---------- The input

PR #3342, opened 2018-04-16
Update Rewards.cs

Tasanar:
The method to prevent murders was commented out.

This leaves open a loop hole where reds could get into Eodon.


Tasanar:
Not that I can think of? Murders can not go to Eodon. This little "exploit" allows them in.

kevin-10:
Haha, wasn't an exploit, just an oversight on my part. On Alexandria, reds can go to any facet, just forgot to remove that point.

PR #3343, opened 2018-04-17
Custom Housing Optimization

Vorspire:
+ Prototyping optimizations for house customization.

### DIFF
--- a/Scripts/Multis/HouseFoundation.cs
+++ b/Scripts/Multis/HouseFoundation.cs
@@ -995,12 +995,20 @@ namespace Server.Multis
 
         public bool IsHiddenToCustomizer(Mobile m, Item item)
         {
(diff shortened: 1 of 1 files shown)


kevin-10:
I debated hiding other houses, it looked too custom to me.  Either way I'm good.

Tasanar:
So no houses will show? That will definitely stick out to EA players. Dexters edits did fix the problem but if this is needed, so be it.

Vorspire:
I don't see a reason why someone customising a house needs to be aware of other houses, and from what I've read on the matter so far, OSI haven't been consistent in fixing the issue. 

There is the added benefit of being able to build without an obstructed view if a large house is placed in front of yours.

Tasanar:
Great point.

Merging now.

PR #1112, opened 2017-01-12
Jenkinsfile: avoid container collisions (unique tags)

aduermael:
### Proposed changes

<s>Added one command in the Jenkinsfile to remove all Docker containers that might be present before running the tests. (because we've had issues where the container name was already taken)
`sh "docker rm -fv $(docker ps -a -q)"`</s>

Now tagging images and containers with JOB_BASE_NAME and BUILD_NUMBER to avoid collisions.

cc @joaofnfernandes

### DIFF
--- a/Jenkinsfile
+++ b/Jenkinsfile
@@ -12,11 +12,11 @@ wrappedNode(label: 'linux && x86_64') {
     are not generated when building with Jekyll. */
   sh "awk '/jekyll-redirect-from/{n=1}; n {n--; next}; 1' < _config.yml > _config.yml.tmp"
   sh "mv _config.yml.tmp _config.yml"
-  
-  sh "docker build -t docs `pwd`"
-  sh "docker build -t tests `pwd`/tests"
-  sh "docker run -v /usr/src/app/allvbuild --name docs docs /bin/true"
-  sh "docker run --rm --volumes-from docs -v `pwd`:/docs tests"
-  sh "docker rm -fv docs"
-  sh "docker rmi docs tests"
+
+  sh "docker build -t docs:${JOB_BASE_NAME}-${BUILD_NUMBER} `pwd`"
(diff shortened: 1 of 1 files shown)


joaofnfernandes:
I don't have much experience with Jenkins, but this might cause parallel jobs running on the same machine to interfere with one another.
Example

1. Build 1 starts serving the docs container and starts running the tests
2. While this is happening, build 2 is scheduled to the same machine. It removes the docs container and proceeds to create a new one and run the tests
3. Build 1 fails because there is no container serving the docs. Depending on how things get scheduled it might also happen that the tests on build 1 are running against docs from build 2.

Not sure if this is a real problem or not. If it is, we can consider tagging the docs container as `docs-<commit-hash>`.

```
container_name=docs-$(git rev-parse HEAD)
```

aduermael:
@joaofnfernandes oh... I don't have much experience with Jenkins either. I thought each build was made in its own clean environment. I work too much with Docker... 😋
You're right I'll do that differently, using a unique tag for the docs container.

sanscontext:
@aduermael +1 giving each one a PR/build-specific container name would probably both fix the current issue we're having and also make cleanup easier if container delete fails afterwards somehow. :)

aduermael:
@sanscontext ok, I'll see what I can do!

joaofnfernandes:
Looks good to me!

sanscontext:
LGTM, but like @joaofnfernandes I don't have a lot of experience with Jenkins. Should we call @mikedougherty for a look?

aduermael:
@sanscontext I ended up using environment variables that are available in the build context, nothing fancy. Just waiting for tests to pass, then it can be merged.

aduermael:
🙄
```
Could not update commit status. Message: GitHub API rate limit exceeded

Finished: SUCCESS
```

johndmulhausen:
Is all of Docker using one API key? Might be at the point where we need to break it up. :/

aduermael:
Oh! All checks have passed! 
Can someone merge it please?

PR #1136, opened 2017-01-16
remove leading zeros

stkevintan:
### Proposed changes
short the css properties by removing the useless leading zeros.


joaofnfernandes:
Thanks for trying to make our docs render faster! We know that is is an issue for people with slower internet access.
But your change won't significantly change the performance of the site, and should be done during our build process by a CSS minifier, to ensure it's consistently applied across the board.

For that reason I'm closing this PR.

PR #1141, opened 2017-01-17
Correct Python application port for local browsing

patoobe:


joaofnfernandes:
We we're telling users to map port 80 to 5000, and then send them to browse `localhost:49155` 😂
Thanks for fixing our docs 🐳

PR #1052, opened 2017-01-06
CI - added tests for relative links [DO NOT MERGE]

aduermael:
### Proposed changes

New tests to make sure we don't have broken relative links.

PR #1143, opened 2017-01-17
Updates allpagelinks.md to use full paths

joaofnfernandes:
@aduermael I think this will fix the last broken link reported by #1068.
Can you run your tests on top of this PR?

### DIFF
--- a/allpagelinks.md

--------------------

* [Task prompt] Each line from the start of the listing above through the line containing "Custom Housing Optimization" must be reproduced exactly. Leave out the rest.

* [Your response]
PR #3342, opened 2018-04-16
Update Rewards.cs

Tasanar:
The method to prevent murders was commented out.

This leaves open a loop hole where reds could get into Eodon.


Tasanar:
Not that I can think of? Murders can not go to Eodon. This little "exploit" allows them in.

kevin-10:
Haha, wasn't an exploit, just an oversight on my part. On Alexandria, reds can go to any facet, just forgot to remove that point.

PR #3343, opened 2018-04-17
Custom Housing Optimization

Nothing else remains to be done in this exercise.